Code Example: Cleaning up Timers and Event Listeners

@Entry
@Component
struct SafeComponent {
    private timer: any;

    build() {
        Text("This is a safe component.")
           .fontSize(24);
    }

    onAppear() {
        this.timer = setInterval(() => {
            console.info("Periodic task running...");
        }, 1000);
    }

    onDisappear() {
        clearInterval(this.timer);  // Ensure that the timer is cleaned up
    }
}

3. Heap Space Management

Heap space management is an important part to ensure that the application does not crash due to insufficient memory. We can control the maximum memory usage of the application and reasonably allocate the heap space by adjusting the HeapSize and other related parameters to avoid memory overflow.

Heap Space Configuration Example: build-profile.json

{
  "arkOptions": {
    "heapSize": 512,  // Set the Heap size in MB
    "gcOptions": {
      "gcThreadNum": 4,  // Set the number of GC threads to improve the recycling efficiency
      "heapExpandLimit": 128  // Set the Heap expansion limit
    }
  }
}

Through reasonable Heap space management, the application can remain stable when processing large amounts of data and avoid frequent garbage collection affecting performance.

Case Practice

1. Implementation and Debugging of Code Obfuscation

By configuring the obfuscation-rules.txt file, we can implement the obfuscation of ArkTS code.
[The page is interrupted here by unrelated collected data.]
PR #68, opened 2017-04-06
Remove extra backline

GuillaumeGomez:
So my point with this PR is trying to reduce the size of the generated HTML output by removing some useless characters, starting with '\n' between HTML tags.

### DIFF
--- a/src/escape.rs
+++ b/src/escape.rs
@@ -49,10 +49,10 @@ pub fn escape_href(ob: &mut String, s: &str) {
             match c {
                 b'&' => {
                     ob.push_str("&amp;");
-                },
+                }
                 b'\'' => {
                     ob.push_str("&#x27;");
-                },
+                }
                 _ => {
                     let mut buf = [0u8; 3];
                     buf[0] = b'%';
--- a/src/html.rs
+++ b/src/html.rs
@@ -59,7 +59,7 @@ impl<'a, 'b, I: Iterator<Item=Event<'a>>> Ctx<'b, I> {
                 Html(html) |
                 InlineHtml(html) => self.buf.push_str(&html),
                 SoftBreak => self.buf.push('\n'),
-                HardBreak => self.buf.push_str("<br />\n"),
+                HardBreak => self.buf.push_str("<br />"),
                 FootnoteReference(name) => {
                     let len = numbers.len() + 1;
                     self.buf.push_str("<sup class=\"footnote-reference\"><a href=\"#");
@@ -68,7 +68,7 @@ impl<'a, 'b, I: Iterator<Item=Event<'a>>> Ctx<'b, I> {
                     let number = numbers.entry(name).or_insert(len);
                     self.buf.push_str(&*format!("{}", number));
                     self.buf.push_str("</a></sup>");
-                },
+                }
             }
         }
     }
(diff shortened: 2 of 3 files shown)


ScottAbbey:
Here are some notes I thought up while checking out this PR.

1. Before this change, most (all?) output via the command line program ended with a newline.  Now it doesn't.  If I send a .md file that ends in a newline through the command line program, it outputs a .html file that does not end in a newline.   It seems like ending the output with a newline is probably correct through `push_html` as well, but maybe not.

2. This seems unexpected:

   [Example 291](http://spec.commonmark.org/0.27/#example-291) now outputs one line of HTML that is likely to be displayed by browsers as two lines:

   Input:
   ```
   foo\
   bar
   ```

   Output:
   ```
   <p>foo<br />bar</p>
   ```

   While the following outputs two lines of HTML that are likely to be displayed as one line in browsers:
   
   Input:
   ```
   foo
   bar
   ```

   Output:
   ```
   <p>foo
   bar</p>
   ```

3. This takes the number of passing tests via the `-s` option down from 566 to 17.  The jgm/CommonMark spec_tests.py script reports 568 passing tests both before and after this change, since it does do some normalization on the HTML output.  Since these are only superficial changes, I'm not saying this is an argument to not make this change, I just want to note that it is happening.  I have spent some time lately improving the built-in test procedures in order to enable and encourage contributions to fix some of the still-failing tests. 

   Adding a trailing newline to all output would get it back up to 435, but beyond that the internal tests will need to start doing more normalization if we want to keep them relevant.  Having them around is nice because they could be used to do some automatic testing when changes are submitted, but they aren't currently being used that way.

   I want to reiterate that this is a shortcoming of the testing procedure in this crate, not a complaint against this particular submission.  Ideally, the tests would be checking the internal representation rather than looking at one particular output format.

4. *Aesthetic notes only, not to be considered an argument for or against these changes*

   Before this change, at least all "ugly" output could be justified by saying it matched more or less exactly with the displayed output on the CommonMark spec.txt and webpage.  There was at least a certain amount of consistency -- opening tags that appeared on their own line tended to be closed by tags that appeared on their own line.  Now we have some rather asymmetrical results like Example 211, below.  HTML diffs tend to be more readable when there aren't multiple tags on the same line.

   The output for [Example 211](http://spec.commonmark.org/0.27/#example-211) is now:

   ```
   <blockquote>
   <blockquote>
   <blockquote>
   <p>foo
   bar</p></blockquote></blockquote></blockquote>
   ```

raphlinus:
Sorry to be negative (I really appreciate the work you've done integrating with rustdoc!), but this doesn't seem like something I'd want to merge. If I did, I'd need a good story around how the divergence from cmark output is handled. Further, where is the evidence that byte count in the generated HTML matters? If that's a fairly specialized concern, then is there some reason people can't use an HTML minifier tool?

GuillaumeGomez:
@ScottAbbey, @raphlinus: I think you're both right. The current HTML output actually bothers me because it's not supposed to be read by humans, therefore, no need to have all these backlines. However, we can completely debate and try to find a better solution, I'm all open to this possibility!

marcusklaas:
Closing this as the PR is now almost 2 years old and incompatible with the master branch.

PR #72, opened 2017-07-01
Add doc example for pulldown_cmark::html::push_html.

frewsxcv:


src/html.rs
```diff
@@ -245,6 +245,32 @@ impl<'a, 'b, I: Iterator<Item=Event<'a>>> Ctx<'b, I> {
...
+///
+/// * alpha
+/// * beta
+/// "#;
+/// let parser = Parser::new(markdown_str);
+///
+/// let mut html_buf = String::new();
+/// html::push_html(&mut html_buf, parser);
+///
+/// assert_eq!(html_buf, r#"<p>hello</p>
```
frewsxcv: Strange to me that this is a `<p>` tag and not `<h1>`

notriddle:
@raphlinus Are you going to look at this one?

src/html.rs
raphlinus: Yes, that seems like a bug. Has anyone looked into what's going on here?

frewsxcv: I haven't looked into it. I probably won't have much time in the coming days. Would you be okay shipping this PR as-is and opening a new issue for the `<h1>` thing?

raphlinus: Ok, I debugged this a bit. The problem is that the initial `# ` in `# hello` is being stripped by the doctest mechanism. That feels wrong to me, but I'm not excited about changing the behavior, as it likely means that tests will pass depending on the rust version.

Since this is not about header syntax per se, I feel the best resolution is just to remove the `#` from the markdown source. Then I'm happy to merge, and I'll cut a 0.1.0 version (satisfying #76 in the process).

frewsxcv: Good catch! Latest force push uses an alternate heading style

frewsxcv:
Also, at least for me, `master` currently has test failures. We should maybe look into getting CI turned on

raphlinus:
Thanks! Filed #79 to track the need to enable Travis, totally agree.

PR #74, opened 2017-07-12
Fix several spec tests

DemiMarie:
There are only 51 tests to go!  See commit messages for further information.


raphlinus:
Thanks! I think some of the other 51 tests will require a bit deeper work :). In any case, glad to have you working on this. It's something I'd like to do myself if I had more time, but I just don't right now.

PR #78, opened 2017-08-02
fix panic on incorrect code blocks

llogiq:
Due to an error in clippy, we wrongly parsed a `/**` comment as doc comment, leaving ` *` prefixes everywhere (see [issue #1920](https://github.com/rust-lang-nursery/rust-clippy/issues/1920). However, this trips up pulldown-cmark's scanner, which tries to get a byte from an empty slice.

This PR adds both a test case and a fix.


raphlinus:
Thanks, looks like a good fix!

llogiq:
You're welcome.

PR #21, opened 2016-04-10
End footnote definition with one blank line.

raphlinus:
According to the linked issue, a footnote definition should end with a
blank line. This is similar to the rule for lists, which end with two
blank lines. The code previously required two blank lines in both
cases, this patch changes it to just one for footnote definitions.

Fixes issue 20.

PR #84, opened 2017-08-09
Fix tests broken by footnote change

raphlinus:
The footnote change (issue #21) broke some tests. In some cases (just
the number of newlines) the tests needed to be updated, but in others
(allowing complex block structure) the code needed to be fixed.


raphlinus:
I'm pretty sure this is a good fix (verified that it doesn't change any of the spec tests), but I wanted to give other people a chance to take a look.

In the process of testing nested structure, I did change the behavior of one example:

```
* > a
  >  
  >
  > b
```

Previously it broke the list (two blank lines always broke a list), now it doesn't (the blockquote absorbs the two-blank-line behavior).

Looking at the spec, though, I think all this behavior has changed; I don't think two blank lines break a list anymore. That should probably be a separate change.

PR #85, opened 2017-08-23
Added Thematic Breaks to new_algo

petosegan:
I'm adding support for leaf blocks to the new algorithm, starting with Thematic Breaks

I also made parse_lines append text when it hits EOF. 

These changes increased the number of passing spec tests to 162/621.


petosegan:
OK, I fixed the commit author history to appease the bot.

Developers can enable code obfuscation in DevEco Studio and monitor the behavior of the obfuscated code through logs to ensure that the function is normal.

Operation Steps:

1. Open the build-profile.json configuration file in DevEco Studio and enable code obfuscation.
2. Configure obfuscation-rules.txt to define the parts of the code that need to be obfuscated and retained.
3. Compile the project and check the effect of the obfuscated code.
4. Debug through logs to verify whether the code obfuscation affects the function.

2. Memory Security Code Implementation

In the application, we can encrypt user-sensitive information with AES and combine Heap space management and memory cleanup strategies to ensure the security of sensitive data and the efficient use of application memory.
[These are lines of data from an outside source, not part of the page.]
PR #86, opened 2017-08-23
Handle Header Blocks for New Algorithm

petosegan:
The new algorithm now handles ATX Headers and Setext Headers. 

ATX Headers are handled in a similar way to the old algorithm.

Setext Headers are detected while parsing Paragraph nodes, and mutate the parent node to capture the paragraph text. Multiline Setext Headers are handled.

Spec tests for sections 4.1, 4.2, and 4.3 (Thematic Breaks, ATX Headers, and Setext Headers) are all passing, except those that rely on unimplemented blocks or escape characters. 

Now passing 189/621 spec tests.

### DIFF
--- a/src/parse.rs
+++ b/src/parse.rs
@@ -245,10 +245,10 @@ impl<'a> RawParser<'a> {
     fn skip_blank_lines(&mut self) {
         loop {
             let ret = scan_blank_line(&self.text[self.off..]);
-            if ret == 0 {
+            if ret.is_none() {
                 break;
             }
-            self.off += ret;
+            self.off += ret.unwrap();
         }
     }
 
@@ -541,8 +541,8 @@ impl<'a> RawParser<'a> {
             }
         };
         let n = scan_blank_line(&self.text[off..]);
-        if n != 0 {
-            self.off = off + n;
+        if n.is_some() {
+            self.off = off + n.unwrap();
             return self.end();
         }
         self.state = State::TableRow;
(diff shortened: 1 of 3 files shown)


src/parse.rs
```diff
@@ -644,10 +644,10 @@ impl<'a> RawParser<'a> {
 
         if self.fence_char == b'\0' {
             let n = scan_blank_line(&self.text[off..]);
-            if n != 0 {
+            if n.is_some() {
```
raphlinus: As above.

src/parse.rs
```diff
@@ -541,8 +541,8 @@ impl<'a> RawParser<'a> {
             }
         };
         let n = scan_blank_line(&self.text[off..]);
-        if n != 0 {
-            self.off = off + n;
+        if n.is_some() {
```
raphlinus: Since you unwrap inside, I'd write `if let Some(n) = n` here.

src/prototype.rs
```diff
@@ -166,11 +167,65 @@ fn first_pass(s: &str) -> Tree<Item> {
...
+                tree.push();
+                let header_text_size = parse_line(&mut tree, s, ix);
+                ix += header_text_size;
+                tree.nodes[header_node_idx].item.end = ix;
+
+
+                // remove trailing matter from header text
+                let header_text = &s[header_start..];
+                let mut limit = ix - header_start;
+                while limit > 0 && header_text.as_bytes()[limit-1] == b' ' {
```
raphlinus: There are two alternatives to writing out these loops: [rposition](https://doc.rust-lang.org/std/iter/trait.Iterator.html#method.rposition) and [memchrr](https://docs.rs/memchr/1.0.1/memchr/fn.memrchr.html). In this case I'm not sure I'd change it, because the expected number of characters is small, but good to be aware of the choices.

raphlinus:
Great, thanks!

PR #89, opened 2017-09-05
Update spec tests & spec to commonmark 0.28

lukaramu:
Commonmark 0.28 released about a month ago; I auto-generated the spec tests with the new spec.


raphlinus:
Thanks, I saw this and was thinking about updating. Note, we'll also want to merge this into the new_algo branch, which thanks to @petosegan is seeing active development.

PR #90, opened 2017-09-06
Handle container blocks in new algorithm

petosegan:
I've implemented container blocks (blockquotes and lists) in the new algorithm. This ended up requiring many changes to leaf block handling as well. This now passes 363/621 spec tests.

The main loop (in first_pass) scans the text line-by-line. On each line, we first iterate over the spine of the tree to check that markings for containers are present. If not, we pop up the tree until all finished containers are closed. Then we scan for new containers and append them to the tree. Finally, we parse leaf blocks.

Code blocks and html blocks have been redone so that they are parsed one line at a time, because it simplifies the container logic.

Paragraphs are still parsed as multiple lines, because it seems like a straightforward way to implement lazy continuation of paragraph texts. 

Two key operations are handled as special cases during the second pass (tree parsing):
-   Loose list detection, and removal of trailing blank lines from indented code blocks. Loose lists are 
    detected with the help of non-html-generating BlankLine nodes. If a list is tight, we perform tree 
    surgery to excise paragraph tags.

-   Indented Code Block blankline removal is sort of split in two. The node containing the last non-blank node is recorded during tree construction, and everything after that is detached during tree parsing. Splitting it like this is favoring efficiency over readability of the code, and I'm not sure if it's the right trade-off.

I've also added a non-html-generating HTMLBlock node to parent raw html leaf blocks. This required a small change to html.rs, which I'm generally trying to avoid changing because it is client-facing. But I think it's clear that my change should not affect the correctness of HTML generation.

Most tests that should be passing are now passing. I'll note some exceptions that I found troublesome. The example numbers reference CommonMark v0.27:

**246**: The easy way to implement this is to make scan_paragraph_interrupt return false on blank list items. But this breaks example 244.

**265**: Here as well, it doesn't work to make scan_paragraph_interrupt return false on a numerical list item (with start_index != 1), which would seem like the easy fix. That would break example 263. John MacFarlane has expressed discomfort with this part of the spec (https://github.com/commonmark/cmark/issues/204).

**271 & 272**: I don't understand why the listitems with four spaces in front are legal... they seem to violate the definition.

**274**: This seems like it is in conflict with example 241. The blankline should terminate the list.

**284 & 285**: These point to a difficulty around handling blanklines at the end of lists. The blanklines should probably bubble up until they aren't the trailing node anymore. This has to be done during tree parsing since you don't know they are trailing until the first pass is over. I'm not sure yet how to do this correctly and efficiently.

I haven't implemented code fence info strings or HTML Type 7 yet. I'm not handling tabs correctly (which looks like it requires the synthesis of spaces in some cases). I haven't done anything about links. I believe the other failing tests before test 285 are due to parts of the inline handling that aren't implemented yet.

### DIFF
--- a/src/html.rs
+++ b/src/html.rs
@@ -178,6 +178,7 @@ impl<'a, 'b, I: Iterator<Item=Event<'a>>> Ctx<'b, I> {
                 self.buf.push_str(&*format!("{}", number));
                 self.buf.push_str("</sup>");
             }
+            Tag::HtmlBlock => {}
         }
     }
 
@@ -218,6 +219,7 @@ impl<'a, 'b, I: Iterator<Item=Event<'a>>> Ctx<'b, I> {
             Tag::Link(_, _) => self.buf.push_str("</a>"),
             Tag::Image(_, _) => (), // shouldn't happen, handled in start
             Tag::FootnoteDefinition(_) => self.buf.push_str("</div>\n"),
+            Tag::HtmlBlock => {}
         }
     }
 
--- a/src/main.rs
+++ b/src/main.rs
@@ -171,7 +171,7 @@ fn run_spec(spec_text: &str, args: &[String], opts: Options) {
             print!(" ");
         }
 
-        let our_html = render_html(&test.input.replace("→", "\t").replace("\n", "\r\n"), opts);
+        let our_html = render_html(&test.input.replace("→", "\t"), opts);
 
         if our_html == test.expected.replace("→", "\t") {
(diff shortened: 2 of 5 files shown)


raphlinus:
Thanks for this, and also for the commentary about the limitations of the current state of parsing; that will help with future work. I didn't do a deep analysis but also didn't any find any problems in the quick pass over the code.

Fully correct handling of tabs will probably require some deeper thought, as this potentially touches many stages of the pipeline.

Code Example: Implementation of Memory Security and Sensitive Data Encryption

function handleSensitiveData() {
    const sensitiveInfo = "User Password";
    const encryptedData = encryptSensitiveData(sensitiveInfo);

    console.info("Encrypted Data:", encryptedData);

    // Decryption operation
    const decryptedData = decryptSensitiveData(encryptedData);
    console.info("Decrypted Data:", decryptedData);
}

3. Debugging and Optimization

In cross-platform services, we can monitor the memory usage through performance monitoring tools and the log system and combine GC tuning strategies and Heap management for optimization to improve the overall performance and security.

Performance Monitoring Tools:

• Use Profiler to check the memory usage of the application.
• Monitor the memory recycling situation through GC logs and adjust the recycling strategy.
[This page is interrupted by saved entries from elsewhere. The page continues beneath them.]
PR #632, opened 2023-02-23
add option to parse single * as strong like in slack

marianoguerra:
In slack single `*` mean `<strong>`, see https://slack.com/help/articles/202288908-Format-your-messages#markup

this PD adds an option that when set will emit single `*` emphasis as strong.


Martin1887:
Sorry, but this pull request is very out of the scope of the project, since it is conflicting with CommonMark and Slack is not even a Markdown flavor.

PR #643, opened 2023-05-03
Fix parser bug where link label gets broken by ] in code span

### LINKED ISSUE #642: ] inside inline code inside link text gets parsed incorrectly if corresponding reference exists
For this input:
```markdown
[`]: xx:

[`]`]
```

It should be parsed like this, since there is no link reference `` `]` ``
```html
<p>[<code>]</code>]</p>
```

But it's currently parsed as a link:
```html
<p><a href="xx:"><code>]</code></a></p>
```

From the [commonmark spec](https://spec.commonmark.org/0.30/#example-341):
> Code span backticks have higher precedence than any other inline constructs except HTML tags and autolinks.

---

Additionally, the `OffsetIter`'s range of this link is only the front part up to the `]`, i.e. the this part:
```text
[`]`]
^^^
```

This is currently causing rustdoc nightly to panic in some cases, see https://github.com/rust-lang/rust/issues/111117.

<details>
<summary>demo program that shows this behavior</summary>

```rust
use pulldown_cmark::{Parser, html};

/// [`]: xx:
///
/// [`]`]
fn main() {
    let text = "\
        [`]: xx:\n\
        \n\
        [`]`]\n\
    ";

    for (event, span) in Parser::new(text).into_offset_iter() {
        println!("{:?}: {:?}", event, &text[span]);
    }

    let mut parsed = String::new();
    html::push_html(&mut parsed, Parser::new(text));
    println!("{parsed}");
}
```

output:
```text
Start(Paragraph): "[`]`]\n"
Start(Link(Shortcut, Borrowed("xx:"), Borrowed(""))): "[`]"
Code(Borrowed("]")): "`]`"
End(Link(Shortcut, Borrowed("xx:"), Borrowed(""))): "[`]"
End(Paragraph): "[`]`]\n"
<p><a href="xx:"><code>]</code></a></p>
```

This shouldn't be parsed as a link in the first place, but even if it is, the range should be `` "[`]`]" ``, not `` "[`]" ``.

If you run `cargo +nightly doc` it crashes.

</details>

lukas-code:
```text
 [before `]` after]
 ^        ^       ^
 |        |       |
(A)      (B)     (C)
```

When the parser encounters the `]` at (C), it tries to parse a [link label](https://spec.commonmark.org/0.30/#link-label) starting from the previous `[` at (A) until it encounters the first `]` at (B). This is fine, because
> A link label begins with a left bracket (`[`) and ends with the first right bracket (`]`) that is not backslash-escaped.

However, due to
> Code span backticks have higher precedence than any other inline constructs except HTML tags and autolinks.

the code span `` `]` `` takes precedence over the link closing.

Since a link label must not contain a `]` that is not immediately preceded by a `\`, the above must not be parsed as a link label.

This patch fixes #642, a bug in the parser, where the range (A)...(C) was previously parsed as a shortcut link with the label (A)...(B) if the text between (A) and (B) [here: `` before ` ``] is a valid link reference. We do this by simply comparing the found end (B) and supposed end (C) to ensure that the link label closed by (C) actually ends at (C).

---

As a bonus I've included a `#[derive(Debug)]` that helped me debug this and removed an unneeded `&`. But I can drop the unrelated changes if you don't want them.


Martin1887:
Looks fine, merged.

lukas-code:
@Martin1887 would it be possible to release a 0.9.3 patch with this fix?

This bug currently causes rustdoc to crash on some inputs, see for example https://github.com/rust-lang/rust/issues/111117 and https://github.com/rust-lang/docs.rs/issues/2131. We have a new lint, [`rustdoc::unescaped_backticks`](https://doc.rust-lang.org/nightly/rustdoc/lints.html#unescaped_backticks), which is supposed to detect "broken" inline code. This happens a lot on keyboard layouts where <kbd>`</kbd> is a [dead key](https://en.wikipedia.org/wiki/Dead_key). However, the lint can only work correctly if "broken" markdown is actually parsed according to the spec.

Looking at the [roadmap for 0.10](https://github.com/users/raphlinus/projects/1), it seems like the next major release still takes some time, so I'd appreciate it if you could make a point release. I've prepared an example diff for a potential patch release here, if that helps: https://github.com/raphlinus/pulldown-cmark/compare/v0.9.2...lukas-code:pulldown-cmark:0.9.3

Alternatively, we can work around this bug on the rustdoc side, which would probably just mean disabling the lint for the time being.

Martin1887:
I see it right. I could create a new branch from the `v0.9.2` tag and then you could create a pull request to that branch from your 0.9.3 branch.

Martin1887:
The branch `branch_0.9.3` has just been created. The pull request from your branch to this new branch can already be created and hence when Ralph sends his OK the 0.9.3 release will be instantly published.

PR #647, opened 2023-05-21
Experiment with tweaking Rust install

raphlinus:
Currently it's downloading Rust from rustup.rs, but I think that's not necessary as there's already a Rust installed. This patch changes it to assume there's already a rustup to set the default toolchain.


raphlinus:
This doesn't seem productive to me, closing.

Architecture Considerations

Trade-offs between Security and Performance in Cross-platform Architectures

When designing cross-platform applications, security and performance are two important aspects that need to be balanced. Excessive security protection (such as complex encryption algorithms, frequent garbage collection) may affect the performance of the application, while ignoring security will bring potential risks. Therefore, when designing the architecture, we need to comprehensively consider the following points:

• Balance between Performance and Security: Adopt encryption and obfuscation technologies to protect the code and data as much as possible under the condition that the performance allows.
• Reasonable Resource Allocation: Adapt to the hardware and software characteristics of specific platforms on different platforms to optimize memory usage and processing efficiency.
• Maintainability and Extensibility: Achieve cross-platform compatibility through the design of the abstraction layer and ensure the maintainability of the code when expanding functions in the future.